06.26
誰にもきっと、そういう小径があると思いますです。
たとえば、出会い頭に自転車と衝突し怪我をしたことのある道とか。
イヤな奴らがたむろっている道、突如としておかしげな奴が現れてオッパイをむんずと掴まれた道。
あるいは通るときまって悪い事が起こってしまう忌まわしい道など。
モリオカを離れ半世紀近くも経過しているのに、踏み出せない小径がございます。
いぜんは両側が林で、夏ともなれば雑枝が道を塞いでおり、その向こうにリンゴ畑が広がっておりました。
宅地が立ち並び、もはやすっかり様変わりしていることは知っております。
嵐になると、堰から水があふれ、川のように流れる水路と化したものでしたが、治水によって、いまでは、被害もないようすでございます。
だいいち町名も変わってしまっておるのでございます。
クルマから降り、しばし小径の向こうの曲がり角を、見知らぬ旅人の風情で眺めておりました。
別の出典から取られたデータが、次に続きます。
PR #2357, opened 2024-12-04
Added API for Action Deprecation

nickclark2016:
**What does this PR do?**

This adds an API for action deprecation. This is in preparation for the official deprecation of gmake.

No breaking changes with this PR. This will be as a stepping stone to introduce breaking changes to actions later.

N/A

- [ ] ~~Add unit tests showing fix or feature works; all tests pass~~ No existing action tests exist

### DIFF
--- a/src/base/action.lua
+++ b/src/base/action.lua
@@ -38,6 +38,8 @@
 --
 
 	action._list = {}
+	action._aliases = {}
+	action._deprecatedaliases = {}
 
 
 ---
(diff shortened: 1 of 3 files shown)


src/base/action.lua
```diff
@@ -68,6 +70,20 @@
...
+			table.foreachi(act.aliases, function(alias)
+				action._aliases[alias] = act.trigger
+			end)
+		end
+
+		-- Add deprecated aliases table
+		if act.deprecatedaliases then
+			for key, value in pairs(act.deprecatedaliases) do
+				action._deprecatedaliases[key] = value
+			end
```
samsinsane, line 85: I think this needs to do one of two things; either automatically register deprecated aliases so they can be specified without the `aliases` table, or, emit a warning/error when the deprecated alias isn't in the aliases table.

My vote is for the auto registration because it's easier to work with.

samsinsane (changes requested):

src/base/action.lua
nickclark2016: Sounds good to me

nickclark2016: I think I'm going to go with both a notify and patching it into the table.

samsinsane (approved):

そーです、あの夏はバカに蝉が多かったことを思い出しました。
灰色の腹を晒した蝉の死骸がてんてんと転がり、無数の蟻にたかられていました。
「運命」
という言葉をつぶやきましたです。
「運命、運命、運命」と。
健在であれば、
「48歳だよなぁ」
その先は、あまり考えたくございません。
けれど、私メがいなければ、もしかすればこの世に誕生していなかったもかもしれないのであります。
いえいえ、あまりにうがちすぎでありますね。
「だいじょうぶだよ、好きとか嫌いとか、そんなことは終わってしまったのさ。オノさんの子供でもないから、安心しな」
まんまんに膨れたお腹を抱えながら、バターナイフを私メの首元にあてがった18歳のお女性。
その子は48歳になる勘定なのです。
地下のその喫茶店も、もはやございません。
「もう住んではいないはずだけど」
小径の先の角を折れた二軒目先に、彼女の家がございました。
台風で、増水した水が道を塞ぎ、流れる川と化した向こうと、こちら側に、彼女と私メが立っておりました。
以後、この小径を通ったことはございませんです。